• [What needs to be done]: Without changing a single word, set down all of the records.

_ _ _ _ _

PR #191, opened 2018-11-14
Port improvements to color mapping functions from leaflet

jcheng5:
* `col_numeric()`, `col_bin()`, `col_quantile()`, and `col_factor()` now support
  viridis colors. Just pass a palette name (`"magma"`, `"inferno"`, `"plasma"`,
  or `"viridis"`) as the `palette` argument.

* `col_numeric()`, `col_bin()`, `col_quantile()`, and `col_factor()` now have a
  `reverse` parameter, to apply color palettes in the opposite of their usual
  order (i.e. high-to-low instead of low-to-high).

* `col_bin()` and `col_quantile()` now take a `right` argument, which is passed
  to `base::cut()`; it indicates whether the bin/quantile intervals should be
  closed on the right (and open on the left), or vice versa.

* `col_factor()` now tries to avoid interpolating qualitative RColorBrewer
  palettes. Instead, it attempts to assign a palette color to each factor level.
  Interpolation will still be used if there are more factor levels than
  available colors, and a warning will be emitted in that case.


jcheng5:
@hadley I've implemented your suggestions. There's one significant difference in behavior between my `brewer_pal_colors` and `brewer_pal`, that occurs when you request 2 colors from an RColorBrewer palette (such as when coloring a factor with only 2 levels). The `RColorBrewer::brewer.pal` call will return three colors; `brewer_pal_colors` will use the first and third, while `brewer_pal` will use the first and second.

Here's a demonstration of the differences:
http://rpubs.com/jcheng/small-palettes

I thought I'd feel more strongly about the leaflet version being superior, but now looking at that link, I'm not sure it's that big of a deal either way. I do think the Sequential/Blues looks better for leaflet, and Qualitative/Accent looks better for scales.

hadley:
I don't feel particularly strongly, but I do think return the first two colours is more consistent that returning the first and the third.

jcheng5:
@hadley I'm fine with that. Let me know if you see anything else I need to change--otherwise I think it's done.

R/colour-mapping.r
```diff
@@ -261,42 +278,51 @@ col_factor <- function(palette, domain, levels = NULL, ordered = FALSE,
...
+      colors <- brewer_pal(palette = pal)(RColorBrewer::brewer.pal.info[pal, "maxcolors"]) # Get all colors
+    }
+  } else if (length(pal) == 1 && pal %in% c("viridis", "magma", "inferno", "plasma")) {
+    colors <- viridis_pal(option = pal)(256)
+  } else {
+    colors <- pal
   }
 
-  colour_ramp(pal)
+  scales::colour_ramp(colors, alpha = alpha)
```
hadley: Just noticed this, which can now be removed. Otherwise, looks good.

_ _ _ _ _

• [Exercise response]:
PR #191, opened 2018-11-14
Port improvements to color mapping functions from leaflet

jcheng5:
* `col_numeric()`, `col_bin()`, `col_quantile()`, and `col_factor()` now support
  viridis colors. Just pass a palette name (`"magma"`, `"inferno"`, `"plasma"`,
  or `"viridis"`) as the `palette` argument.

* `col_numeric()`, `col_bin()`, `col_quantile()`, and `col_factor()` now have a
  `reverse` parameter, to apply color palettes in the opposite of their usual
  order (i.e. high-to-low instead of low-to-high).

* `col_bin()` and `col_quantile()` now take a `right` argument, which is passed
  to `base::cut()`; it indicates whether the bin/quantile intervals should be
  closed on the right (and open on the left), or vice versa.

* `col_factor()` now tries to avoid interpolating qualitative RColorBrewer
  palettes. Instead, it attempts to assign a palette color to each factor level.
  Interpolation will still be used if there are more factor levels than
  available colors, and a warning will be emitted in that case.


jcheng5:
@hadley I've implemented your suggestions. There's one significant difference in behavior between my `brewer_pal_colors` and `brewer_pal`, that occurs when you request 2 colors from an RColorBrewer palette (such as when coloring a factor with only 2 levels). The `RColorBrewer::brewer.pal` call will return three colors; `brewer_pal_colors` will use the first and third, while `brewer_pal` will use the first and second.

Here's a demonstration of the differences:
http://rpubs.com/jcheng/small-palettes

I thought I'd feel more strongly about the leaflet version being superior, but now looking at that link, I'm not sure it's that big of a deal either way. I do think the Sequential/Blues looks better for leaflet, and Qualitative/Accent looks better for scales.

hadley:
I don't feel particularly strongly, but I do think return the first two colours is more consistent that returning the first and the third.

jcheng5:
@hadley I'm fine with that. Let me know if you see anything else I need to change--otherwise I think it's done.

R/colour-mapping.r
```diff
@@ -261,42 +278,51 @@ col_factor <- function(palette, domain, levels = NULL, ordered = FALSE,
...
+      colors <- brewer_pal(palette = pal)(RColorBrewer::brewer.pal.info[pal, "maxcolors"]) # Get all colors
+    }
+  } else if (length(pal) == 1 && pal %in% c("viridis", "magma", "inferno", "plasma")) {
+    colors <- viridis_pal(option = pal)(256)
+  } else {
+    colors <- pal
   }
 
-  colour_ramp(pal)
+  scales::colour_ramp(colors, alpha = alpha)
```
hadley: Just noticed this, which can now be removed. Otherwise, looks good.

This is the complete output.